Glossophobia, or the fear of public speaking, affects about 75% of people. When your heart starts to pound, your hands start to sweat, and you feel like you’re about to pass out- that’s when you know you need a few tips and tricks to overcome your fear.
It’s okay to be nervous. Even the biggest extroverts get the jitters from time to time. The trick here is realizing that nearly everyone gets nervous and it is completely normal. You shouldn’t be letting a few nerves or sweaty palms stop you from speaking confidently. By prepping and having a realistic expectation of your speech you can stop being nervous and start being a better public speaker.
Outline, Don’t Script
When you write down your speech word for word it can come off as too scripted and unnatural. When you write down a few key points, your language will be more natural, your eye contact will improve, and it will feel more like a conversation with the audience. The purpose is to serve as an aid to your speech so that it flows smoothly while being able to communicate all of your ideas, not just read everything from a sheet of paper.

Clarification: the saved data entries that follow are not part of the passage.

PR #2302, opened 2025-05-04
libLLVM.a doesn't exist, so how enzyme is linking LLVM

ZuseZ4:
There are a couple of bugs in both Enzyme and LLVM, so it took me a while to figure this one out.

1) linking against "LLVM" as a constant string only works if there's some type of libLLVM.something.
We only have a libLLVM.so if we build LLVM as a dynamically linked library, which rust does e.g. for x86-64.
There is no libLLVM.a equivalent otherwise, just a lot of individual archives. 

2) In theory, the right thing to fix this would be
```cmake
llvm_map_components_to_libnames(llvm_libs all)
target_link_libraries(Enzyme-${LLVM_VERSION_MAJOR} ${llvm_libs})
```
However, "all" isn't being handled correctly, see https://github.com/llvm/llvm-project/issues/46347
It seems to be a common experience that some cmake macros are unreliable, so I was recommended
to just call the llvm-config binary.

3)
```
    execute_process(COMMAND ${LLVM_TOOLS_BINARY_DIR}/llvm-config --libs all
                OUTPUT_VARIABLE llvm_libraries)
```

Watch Yourself in The Mirror
Practicing in front of a mirror at home will allow you to see your facial expression, gestures and body movements. This can ease your nerves and allow you to see what your audience will be seeing since your body language alone can make you appear more confident. If you are swaying, crossing your arms, or playing with your hair throughout your speech, the audience will pay more attention to that, rather than your speech.
Practice Practice Practice
Just winging it doesn’t work for even the most experienced public speaker. Not only should you be practicing in front of a mirror but you should also be practicing in front of a small group of family members or friends. When you are in front of people you know, you will start to get more comfortable and confident with the words you are saying and the topic you are presenting on. Communicating to a group is like exercising a muscle- the more you do it, the more confident you will feel.
Engage the Audience
Engaging the audience is arguably just as important as the information in your presentation. Getting the audience involved will keep their attention and keep them interested in what you are saying. You can do this in a few ways such as asking questions, telling a joke, making eye contact with various people, or telling a personal story that relates to the topic. Typically, the average attention span of an audience member only lasts for five to ten minutes so being able to keep them interacting and attentive past this point is extremely important.
Being a great public speaker doesn’t come naturally to most, but by using a few of our tricks you’ll be on your way to a great speech in no time. The more you push yourself to speak in front of others, the more confident you will be in your skills.